Cuba is a deceptive place, perfectly capable of reflecting your prejudices and preconceptions. Millions of Cuban men and women get up every morning, to to work, take care of their children, attend to their civic duties, aslute their flag, and sincerely applaud their president without ever thinking that they live in the communist hell conjured up at editors' desks in New York, or in the socialist utopia described by volunteer cane-cutters from California. I don't know if it's sad or amusing to think about the "revolutionary" tourists who have to rummage through stacks of Dior shirts and Yves St. Laurent scarves to find the one small basket in the hotel store that sells political lapel pins and insignia. The same goes for the network correspondents who have to covertly interview dozens of Cubans before finding the one Cuban who will ask for help getting to Miami.

My last evening in Cuba, I had dinner at the Riviera Hotel with Pablo Armando and a stunning 57-year-old woman named Nati Revueltas, the former wife of a prominent doctor. Nati loaned her apartment to Fidel in 1952 so he could plot the attack on Moncada. She helped sew the uniforms that Castro's commandos would wear during the fighting. And on the morning of the attack, she distributed the clandestine 26th of July Movement proclamation to Havana radio stations and newspapers. This evening, as a sometime-diplomat frequently assigned to New York, she sits in front of me, a picture of elegance and refinement. In exquisitely tailored clothes, a cigarette holder in hand, she adjusts her long earrings and continues, in sparkling English, to swoon over her country and her people. As I listen, I think how ridiculous it would be for me to forward my Berkeley friend's concerns about her fashion preferences.

As the waiter clears the table, Ronald Reagan is beaming a special Voice of America speech to Cuba, but few people are paying attention.  At least we aren't, as Nati's stories mix with the strains of "As Times Goes By" coming from the piano in the corner of the restaurant. It is this combination of the old and the new that is confusing about Cuba: the revolutionary, relaxed morality of the youth coexisting side by side with white weddings and elaborate coming-out parties for 15-year-old girls; the bikini-clad dancers in the Tropicana nightclub who are often the same women who tote guns in the militia; the '58 Buicks parked next to Soviet Ladas; the commitment to build socialism and wage differentials and fee scales for the nurseries; the people who praise Fidel and the people who leave en masse from Mariel; Nati's words from the '80s and the tune from the '40s. Cubans probably don't make much of these banal ironies, but foreign reporters must come to terms with them.

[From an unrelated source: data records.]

PR #3371, opened 2025-08-20
[core] Fix a type error in SROA pass.

### LINKED ISSUE #3370: Runtime error when modifying tuples inside kernels
### Required prerequisites

### Describe the bug

Copying and modifying tuples inside kernels fails after SROA optimization, but only after some other kernel runs.

```c++
// clang-format off
// RUN: nvq++ -fenable-cudaq-run --target quantinuum --emulate test.cpp -o t.x && CUDAQ_ENABLE_QUANTUM_DEVICE_RUN=1 ./t.x
// clang-format on

#include <cudaq.h>

struct MyTuple {
  bool boolVal;
  std::int64_t i64Val;
  double f64Val;
};

auto struct_test = []() __qpu__ {
  MyTuple t = {true, 654, 9.123};
  t.boolVal = false;
  t.i64Val = 13;
  t.f64Val = 3.14;
  return t;
};

auto struct_test_param = [](MyTuple t1) __qpu__ {
  MyTuple t = t1;
  t.boolVal = false;
  t.i64Val = 13;
  t.f64Val = 3.14;
  return t;
};

int main() {
  int c = 0;
  {
    MyTuple t = {true, 654, 9.123};
    const auto results1 = cudaq::run(3, struct_test); // Commenting this line out makes the test work
    const auto results = cudaq::run(3, struct_test_param, t);
    if (results.size() != 3) {
      printf("FAILED! Expected 3 shots. Got %lu\n", results.size());
    } else {
      c = 0;
      for (auto i : results)
        printf("%d: {%s, %ld, %f}\n", c++, i.boolVal ? "true" : "false",
               i.i64Val, i.f64Val);
      printf("success!\n");
    }
  }

  return 0;
}
```

Output:
```
loc("-":9:10): error: 'cc.compute_ptr' op result type does not match input
  what():  Remote rest platform Quake lowering failed.
Aborted (core dumped)
```

### Expected behavior

Test should run and output:

```
success!
```

Not a regression

### Environment

- **CUDA-Q version**: 
- **Python version**: 
- **C++ compiler**: 
- **Operating system**: 

### Suggestions

_No response_

schweitzpgi:
Add CHECK lines to the commits.

Fixes #3370.

### DIFF
--- a/lib/Optimizer/Transforms/SROA.cpp
+++ b/lib/Optimizer/Transforms/SROA.cpp
@@ -168,7 +168,6 @@ public:
     // It's a match. We have a chain of insert_values back to a undef. Let's
     // replace this store.
     Value dest = storeOp.getPtrvalue();
-    Type baseTy = dest.getType();
     for (auto insVal : stack) {
       // Each insert_value is converted to a compute_ptr and store.
       auto v = insVal.getValue();
--- a/lib/Optimizer/Transforms/SROA.cpp
+++ b/lib/Optimizer/Transforms/SROA.cpp
@@ -176,8 +176,9 @@ public:
       for (std::int32_t off : insVal.getPosition())
         args.push_back(off);
       auto loc = insVal.getLoc();
+      auto vTy = cudaq::cc::PointerType::get(v.getType());
       auto toAddr =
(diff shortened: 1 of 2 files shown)


annagrin (approved):
LGTM, Thanks Eric!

Pablo senses my anxiety about having to return home and make sense of those about having to draw up on journalistic balance sheets. Pablo gives me a final piece of advice: "If you want to understand Cuba, then listen to this. Reagan sends a spy to Cuba, but after a week the agent returns and tells Reagan there is nothing to be done. His report reads: `You sent me to Cuba to provoke disorder, but Cuba already is chaotic. It is chaotic, but there is no unemployment. There is no unemployment, but nobody works. Nobody works, but all the production plans are surpassed. Production plans are surpassed, but there is nothing to buy. There is nothing to buy, but everyone has everything they need, and in variety. Everyone has everything they need, but they all sit at home and bitch. They all sit at home and bitch, but when Fidel calls them out, they applaud for him and cry for joy and are ready to do whatever he asks them. They do whatever Fidel asks them, and then they come home and bitch some more.' That, my friend, is Cuba."